Activity: All that is needed is the listing, transcribed exactly and in full.

Supplied material:

PR #194, opened 2020-06-27
Remove gather

Tinche:
`asyncio.gather` makes no guarantees about the order of execution of the coroutines it's given, and in this case ordering matters (the unwatch needs to execute before the watch, for example). So I've explicitly broken out the gather into individual awaits, then wrapped the awaits in a pipeline for less I/O.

Written answer:
PR #194, opened 2020-06-27
Remove gather

Tinche:
`asyncio.gather` makes no guarantees about the order of execution of the coroutines it's given, and in this case ordering matters (the unwatch needs to execute before the watch, for example). So I've explicitly broken out the gather into individual awaits, then wrapped the awaits in a pipeline for less I/O.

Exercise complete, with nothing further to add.